Linda asked me about the state of desktop dictation technology. In particular, she asked me whether there was much difference between the latest version and earlier, cheaper ones. My knowledge of the area is out of date, so I thought I’d throw both the specific question and the broader subject of speech recognition out there for general discussion.
Here’s much of what I know or believe about speech recognition:
- Most major independent commercial speech recognition efforts have wound up being merged into Nuance Communications. That goes for both desktop and server-side stuff. None was doing particularly well before its respective merger.
- A folk dance buddy (Jonathan Young, once of Dragon Systems) taught me the essential principle of developing speech recognition systems, which probably applies more broadly to other language-understanding technologies as well: “How do you make a good speech recognition product? You start with a bad one and keep incrementally improving it.”
- Linda tells me that a lot of novelists use dictation software, to reduce repetitive strain from typing. However, this often leads to repetitive use strains on their throats. I don’t know whether it makes a difference if one uses better microphones, talks more softly, and/or has access to software that is less demanding of carefully enunciated gaps between each word.
- Perhaps due to accuracy concerns, and perhaps also due to concern about noise pollution in the workplace, ordinary computer control via voice is rare. Most applications focus on specialized-circumstance dictation (hands-free, disabled users, users who are being harmed by typing, etc.) or telephone interaction.
- Rich semantic technology isn’t yet used in speech recognition to nearly the extent it is in text search/mining/analytics. The grammar in speech recognition systems is primitive at best. And while there may be some hand-built semantic networks with small numbers of nodes, ala Sybase AnswersAnywhere, nobody’s ever hooked up (say) a WordNet equivalent or a good entity-extraction engine as part of a mainstream commercial speech recognition product. (Please correct me if I’m wrong about this part!)

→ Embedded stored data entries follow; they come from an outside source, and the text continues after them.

PR #144, opened 2023-06-16
Rebase latest main

chenyin0126:


andlaus (commented):
the changes themselfs are fine but incomplete: given a database, how is it possible to distinguish if the `<ADDRESSING>` tag of a service was not set at all or if it was set to `"PHYSICAL"`? The pattern used by odxtools in such cases is to store the unmodified value from `et_elem.findtext('ADDRESSING')`, name the corresponding class attribute `addressing_raw`, and add an `addressing` `@property` function which returns `PHYSICAL` if the tag was not specified.

besides that, write support would be great to have (cf [printService.xml.jinja2](https://github.com/mercedes-benz/odxtools/blob/main/odxtools/templates/macros/printService.xml.jinja2)), I'd love to see this tested by one of the unit tests,  and I'd like to see the whole commit series squashed into a single commit with a meaningful commit message.

If you want, I'll help you out with any of these issues...

chenyin0126:
@andlaus  Thanks for your idea. I can update it to use `et_element.findtext("ADDRESSING")`
I am not sure how "add an addressing @property function", since I define the addressing value inside " def from_et(et_element, doc_frags: List[OdxDocFragment]):" this function is a helper function without self as parameter. 
How can I add @property for this? since this function is for returning DiagService object. That is why I define addressing value with no @property function, since it would be easier to implement and code looks easier

andlaus:
> How can I add https://github.com/Property for this?

you add it to the `DiagService` class:

```python
class DiagService:
  addressing_raw: Optional[str]
  
  ...

  @property
  def addressing(self) -> str:
    return "PHYSICAL" if self.addressing_raw is None else self.addressing_raw
```

That said, I believe that the functionality of this PR is now fully contained in #231. Would be cool if you gave #231 a spin...

andlaus:
#231 has been merged, so let's close this. if #231 did not help, feel free to reopen this issue...

PR #145, opened 2023-06-19
Untangle diaglayer (Part 6)

andlaus:
This PR collects various smaller fixes for the diaglayer code (in that sense, it consists purely of "drive-by" fixes). The most notable of those changes is that the "logical" view now exposes all objects that are contained by the DIAG-DATA-DICTIONARY-SPEC tag using a separate `.data_dictionary_spec` attribute instead of providing e.g. the `.data_object_properties` directly. (This is not completely trivial because some of the sub-objects of the diag data dictionary spec are subject to value inheritance).

### DIFF
--- a/odxtools/diaglayer.py
+++ b/odxtools/diaglayer.py
@@ -618,7 +618,6 @@ class DiagLayer:
         """Timeout on inactivity in seconds.
 
         This is defined by the communication parameter "CP_TesterPresentTime".
-        If the variant does not define this parameter, the default value 3.0 is returned.
 
         Description of the comparam: "Time between a response and the
         next subsequent tester present message (if no other request is
--- a/odxtools/diaglayer.py
+++ b/odxtools/diaglayer.py
@@ -12,15 +12,19 @@ from .admindata import AdminData
 from .audience import AdditionalAudience, Audience
 from .communicationparameter import CommunicationParameterRef
 from .companydata import CompanyData, create_company_datas_from_et
-from .dataobjectproperty import DopBase
+from .dataobjectproperty import DopBase, DtcDop
 from .diagdatadictionaryspec import DiagDataDictionarySpec
 from .diaglayerraw import DiagLayerRaw
 from .diaglayertype import DiagLayerType
 from .ecu_variant_patterns import EcuVariantPattern, create_ecu_variant_patterns_from_et
+from .endofpdufield import EndOfPduField
+from .envdata import EnvironmentData
+from .envdatadesc import EnvironmentDataDescription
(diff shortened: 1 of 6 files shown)


odxtools/diaglayer.py
```diff
@@ -193,13 +244,9 @@ def services(self) -> NamedItemList[Union[DiagService, SingleEcuJob]]:
...
 
     @property
-    def data_object_properties(self) -> NamedItemList[DopBase]:
-        """All data object properties including inherited ones.
-        This attribute corresponds to all specializations of DOP-BASE
-        defined in the DIAG-DATA-DICTIONARY-SPEC of this diag layer as well as
-        in the DIAG-DATA-DICTIONARY-SPEC of any parent.
-        """
-        return self._data_object_properties
+    def diag_data_dictionary_spec(self) -> DiagDataDictionarySpec:
```
kayoub5, line 248: property name too long, could be potentially shortened without issues

odxtools/endofpdufield.py
```diff
@@ -156,10 +156,12 @@ def _resolve_odxlinks(self, odxlinks: OdxLinkDatabase) -> None:
...
         """Recursively resolve any short-name references"""
         if self.structure_snref is not None:
-            self._structure = diag_layer.data_object_properties[self.structure_snref]
+            self._structure = diag_layer.diag_data_dictionary_spec.data_object_props[
+                self.structure_snref]
 
         if self.env_data_desc_snref is not None:
-            self._env_data_desc = diag_layer.data_object_properties[self.env_data_desc_snref]
+            self._env_data_desc = diag_layer.diag_data_dictionary_spec.data_object_props[
+                self.env_data_desc_snref]
```
kayoub5, line 164: diag_data_dictionary_spec makes a simple property access breaks multiple lines

Maybe put a local variable `spec = diag_layer.diag_data_dictionary_spec` to simplify code?

kayoub5 (approved):

odxtools/diaglayer.py
andlaus: I agree. the problem is that the ODX spec calls this aberration DIAG-DATA-DICTIONARY-SPEC, and IMO it would be quite confusing to use something else. We can probably think about moving all objects which currently it contains to the diaglayer, but that would either make writing PDX files pretty hard and it would potentially confuse people who are familiar with the standard...

odxtools/endofpdufield.py
andlaus: good point. fixed: 76b4606189d7f645741d3348843fca72741a7aed

PR #146, opened 2023-06-20
DiagLayer: refactor the value inheritance mechanism

andlaus:
This is the final PR in the long quest to refactor `DiagLayer`: An overhaul of the code that implements value inheritance. Now, all objects that the spec says shall be subject to the value inheritance mechanism should be covered (modulo bugs), and the mechanism is IMO implemented in a more straight forward way (i.e., with less code duplication as well as all value-inheritance related code being kept in the `DiagLayer` class).

### DIFF
--- a/odxtools/diaglayer.py
+++ b/odxtools/diaglayer.py
@@ -196,7 +196,10 @@ class DiagLayer:
 
         #####
         # compute the communication parameters applicable to the
-        # diagnostic layer
+        # diagnostic layer. Note that communication parameters do
+        # *not* use value inheritance, but a slightly different
+        # scheme, cf the docstring of
+        # _compute_available_commmunication_parameters().
         #####
         self._communication_parameters = self._compute_available_commmunication_parameters()
 
@@ -533,7 +536,11 @@ class DiagLayer:
 
     @property
     def protocols(self) -> NamedItemList["DiagLayer"]:
-        """Return the set of all protocols which are applicable to the diagnostic layer"""
+        """Return the set of all protocols which are applicable to the diagnostic layer
+
+        Note that protocols are *not* explicitly inherited objects,
+        but the parent diagnostic layers of variant type "PROTOCOL".
+        """
         result_dict: Dict[str, DiagLayer] = dict()
 
         for parent_ref in self._get_parent_refs_sorted_by_priority():
--- a/odxtools/diaglayer.py
+++ b/odxtools/diaglayer.py
@@ -3,7 +3,7 @@
 import warnings
 from copy import copy
 from itertools import chain
-from typing import Any, Dict, Iterable, List, Optional, Tuple, Union, cast
+from typing import Any, Callable, Dict, Iterable, List, Optional, Tuple, TypeVar, Union
 from xml.etree import ElementTree
 
 from deprecation import deprecated
@@ -37,6 +37,8 @@ from .table import Table
 from .units import UnitGroup, UnitSpec
 from .utils import create_description_from_et, short_name_as_id
 
+T = TypeVar("T")
+
 
 class DiagLayer:
     """This class represents a "logical view" upon a diagnostic layer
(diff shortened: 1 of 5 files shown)


odxtools/diaglayer.py
```diff
@@ -170,6 +200,11 @@ def _finalize_init(self, odxlinks: OdxLinkDatabase) -> None:
         #####
         self._communication_parameters = self._compute_available_commmunication_parameters()
 
+        #####
+        # resolve all SNREFs. TODO: We allow SNREFS to inherited
```
kayoub5, line 204: typo: to be inherited

odxtools/diaglayer.py
```diff
@@ -256,60 +338,141 @@ def diag_data_dictionary_spec(self) -> DiagDataDictionarySpec:
...
+    def _get_parent_refs_sorted_by_priority(self, reverse=False) -> Iterable[ParentRef]:
         return sorted(
             self.diag_layer_raw.parent_refs,
             key=lambda pr: pr.layer.variant_type.inheritance_priority,
             reverse=reverse)
 
-    def __gather_local_services(
-            self, odxlinks: OdxLinkDatabase) -> List[Union[DiagService, SingleEcuJob]]:
-        diagcomms_by_name: Dict[str, Union[DiagService, SingleEcuJob]] = {}
+    def _compute_available_objects(
```
kayoub5, line 347: _compute_available_objects not used to simplify protocols and _compute_available_commmunication_parameters ?

odxtools/diaglayer.py
```diff
@@ -256,60 +338,141 @@ def diag_data_dictionary_spec(self) -> DiagDataDictionarySpec:
...
 
-        if self.local_diag_data_dictionary_spec:
-            for dop in self.local_diag_data_dictionary_spec.all_data_object_properties:
-                result_dict[dop.short_name] = dop
+        This is not completely trivial as it requires to resolving the
+        references specified in the <DIAG-COMMS> XML tag.
+        """
+        result_dict: Dict[str, Union[DiagService, SingleEcuJob]] = {}
+
+        # TODO (?): add objects from the import-refs
```
kayoub5, line 405: Forgot about this?

odxtools/diaglayer.py
```diff
@@ -256,60 +338,141 @@ def diag_data_dictionary_spec(self) -> DiagDataDictionarySpec:
...
+        get_local_objects_fn = lambda dl: dl.diag_layer_raw.global_negative_responses
+        not_inherited_fn = lambda parent_ref: parent_ref.not_inherited_global_neg_responses
+        return self._compute_available_objects(get_local_objects_fn, not_inherited_fn)
+
+    def _compute_available_data_object_props(self) -> Iterable[DataObjectProperty]:
+        get_local_objects_fn = lambda dl: \
+            [] if dl.diag_layer_raw.diag_data_dictionary_spec is None \
+            else dl.diag_layer_raw.diag_data_dictionary_spec.data_object_props
+        not_inherited_fn = lambda parent_ref: parent_ref.not_inherited_dops
+        return self._compute_available_objects(get_local_objects_fn, not_inherited_fn)
```
kayoub5, line 448: Why the lambda? why not just pass the parent_ref.not_inherited_dops list?

odxtools/diaglayer.py
```diff
@@ -238,12 +273,59 @@ def ecu_variant_patterns(self) -> List[EcuVariantPattern]:
...
     #######
+    @property
+    def diag_comms(self) -> NamedItemList[Union[DiagService, SingleEcuJob]]:
+        """All diagnostic communication primitives applicable to this DiagLayer
+
+        Diagnostic communication primitives are diagnostic services as
+        well as single-ECU jobs. This list has all references
+        resolved.
+        """
+        return self._diag_comms
```
kayoub5, line 284: Missing setting initial values of those private fields in __init__

kayoub5 (changes requested):

odxtools/diaglayer.py
andlaus: not really, this is more a reminder for future me (or other contributors): I have not come across files that which import-refs, and I am not 100% sure about their semantics...

odxtools/diaglayer.py
andlaus: because it is possible to have nested inheritance hierarchies where each diaglayer specifies multiple parentrefs...

odxtools/diaglayer.py
andlaus: they are created in `._finalize_init()`. I'm not really happy about the visibility of this solution, but given that this is a private implementation detail, `mypy` does not complain about it, and that this is a pretty common pattern in odxtools, I don't want to fix that in this PR. (as I see it, the main issue with the current solution is that accessing `diag_layer.diag_comms` will raise `AttributeError` if the `diag_layer` has not been properly initialized which is not very intuitive. That said, I guess that "normal" users will never encounter this?)

odxtools/diaglayer.py
andlaus: protocols are not inherited, but in some sense they *are* the inheritance hierarchy. Regarding the comparams, for some arcane reason, they use a slightly different inheritance mechanism: https://github.com/mercedes-benz/odxtools/pull/146/files#diff-3a939bdfc46d96678ce4207d04602c4123b800b483f627e8288cab31d3c2270bR352 (cf section 7.3.6). It's very cool that you notice such things, I probably wouldn't ;)

odxtools/diaglayer.py
andlaus: I wanted to say that it is allowed to specify an SNREF to an object that was inherited. I reformulated that a bit: 6e9ce255aed8f684098f86fb81063e65b030a573, thanks bringing this up.

odxtools/diaglayer.py
kayoub5: Could you put this as comments? so that the next guy does not try to "simplify" the code and break logic?

odxtools/structures.py
```diff
@@ -507,7 +507,8 @@ def __init__(self, *, response_type: str, **kwargs):  # "POS-RESPONSE" or "NEG-R
         self.response_type = response_type
 
     def encode(self, coded_request: Optional[ByteString] = None, **params) -> ByteString:
-        logger.info(f"Compose response message to the request {coded_request}")
+        if coded_request is not None:
+            logger.info(f"Compose response message to the request {coded_request.hex()}")
         if coded_request is not None:
```
kayoub5, line 512: Duplicate `if coded_request is not None:` check

andlaus: oops. right.

andlaus: fixed, thanks!

odxtools/diaglayer.py
kayoub5: Other than this, LGTM

andlaus: good point. done: 84003041aa08c2c223c532a7b2aac2f2c1b737de

kayoub5 (approved):

andlaus:
alright. I guess I should tag a release...

PR #147, opened 2023-06-22
Add support for decoding global negative responses

andlaus:
This is surprisingly difficult given the fact that global negative responses are only negative responses that can be returned by any service of a given ECU...
    
Note that, in order to be able to decode these, `DiagLayer.decode_response()` must be used, *not* `DiagService.decode_message()`. This is because the diagnostic service object does not know the diagnostic layers where it is contained within and -- even if it knew -- it is impossible to determine which diag layer is the "correct" one.

Further, for the same reason as decoding cannot be done via the diag service, encoding of global negative responses works directly via the respective `Response` object instead of `DiagService.encode_negative_response()`. This object can be obtained via `DiagLayer.global_neg_responses.<response short name>`...

Besides decoding support, this PR also adds a global negative response to the "Somersault" ECUs and adds the missing output writing and includes global negative responses in the output of the `odxtools list` command.


odxtools/diaglayer.py
```diff
@@ -843,67 +845,90 @@ def _build_coded_prefix_tree(self):
...
+        # dictionary (this is quite hacky...)
+        if sub_tree.get(-1) is None:
+            sub_tree[-1] = [service]
+        else:
+            cast(List[DiagService], sub_tree[-1]).append(service)
+
+    def _find_services_for_uds(self, message: Union[bytes, bytearray]) -> List[DiagService]:
         if not hasattr(self, "_prefix_tree"):
             # Compute the prefix tree the first time this decode function is called.
             self._prefix_tree = self._build_coded_prefix_tree()
```
kayoub5, line 892: maybe use the cached decorator? it usual simplify this kind of logic

odxtools/diaglayer.py
```diff
@@ -843,67 +845,90 @@ def _build_coded_prefix_tree(self):
...
+                for gnr in self.global_negative_responses:
+                    try:
+                        decoded_gnr = gnr.decode(message)
+                        decoded_messages.append(
+                            Message(
+                                coded_message=message,
+                                service=service,
+                                structure=gnr,
+                                param_dict=decoded_gnr))
+                    except DecodeError:
```
kayoub5, line 925: I have seen the decode logic throw all kind of exceptions including but not limited to assert exceptions, are you sure about the logic here?

odxtools/diaglayer.py
```diff
@@ -924,7 +949,20 @@ def decode_response(self, response: Union[bytes, bytearray],
...
+                for gnr in self.global_negative_responses:
+                    try:
+                        decoded_gnr = gnr.decode(response)
+                        decoded_messages.append(
+                            Message(
+                                coded_message=response,
+                                service=service,
+                                structure=gnr,
+                                param_dict=decoded_gnr))
+                    except DecodeError:
```
kayoub5, line 963: duplicate block?

odxtools/diaglayer.py
```diff
@@ -843,67 +845,90 @@ def _build_coded_prefix_tree(self):
...
+        sub_tree = prefix_tree
+        for b in coded_prefix:
+            if b not in sub_tree:
+                sub_tree[b] = {}
+            sub_tree = cast(PrefixTree, sub_tree[b])
+
+        # Store the object as in the prefix tree. This is done by
+        # assigning the list of possible objects to the key -1 of the
+        # dictionary (this is quite hacky...)
+        if sub_tree.get(-1) is None:
```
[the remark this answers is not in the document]
andlaus: I'd rather not to: even though this class is part of the standard library, I doubt that many people heard of it (I certainly didn't), making this code harder to understand. (Also, insertion is just needed once...)

odxtools/diaglayer.py
andlaus: thanks. implemented: 495cdf83ed657c3b0f3c0a166637351cae6b77de

odxtools/diaglayer.py
andlaus: pretty much: if a non-`DecodeError` exception is thrown, something serious went belly-up. usually that implies that the database or the input file is corrupted, or we stepped on a landmine (i.e. an implementation bug). If some data simply cannot be decoded, this should never happen (if it does, I'll consider it to be a bug).

odxtools/diaglayer.py
andlaus: kind of: the hunk above is in the `.decode()` method, while this here for `.decode_response()`. I agree that it's rather inelegant to copy-and paste such a non-trivial piece of code, but generalizing `.decode()` and `.decode_response()` would probably not make things easier to read. (and IMO the de-/encoding logic is quite complicated enough already...)

odxtools/diaglayer.py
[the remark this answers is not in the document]
kayoub5: defaultdict is part of the standard library

odxtools/diaglayer.py
kayoub5: found one https://github.com/mercedes-benz/odxtools/blob/8ddf730985d7f92f8399b20a550197ed0783ead3/odxtools/parameters/matchingrequestparameter.py#L36

odxtools/diaglayer.py
kayoub5: maybe move it to a private function used by both decode / decode response

andlaus: I'll have a look...

andlaus: okay, done: turns out this was way easier than I anticipated and a pretty good idea: 8859c3cbf0c09ea60546de026ee894206f31b7fd

odxtools/diaglayer.py
andlaus: fixed: 62e55eb5d9fea0714d0e9de9cb9cca45717b524d

kayoub5 (approved):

- There are real challenges in voice recognition via remote microphones in small enclosed places (e.g., automobiles), especially when noisy. But wearing headsets while driving is generally frowned on by the traffic police. EDIT: It seems that those challenges are being overcome.
- Overall, I can’t think of anything wrong in this Wikipedia article on Dragon NaturallySpeaking. That said, the article is a bit sloppy, so I’d encourage people to see if they can edit it a bit and spruce it up.
Any thoughts? In particular, what version of Dragon NaturallySpeaking or a competitive product should Linda use, and why?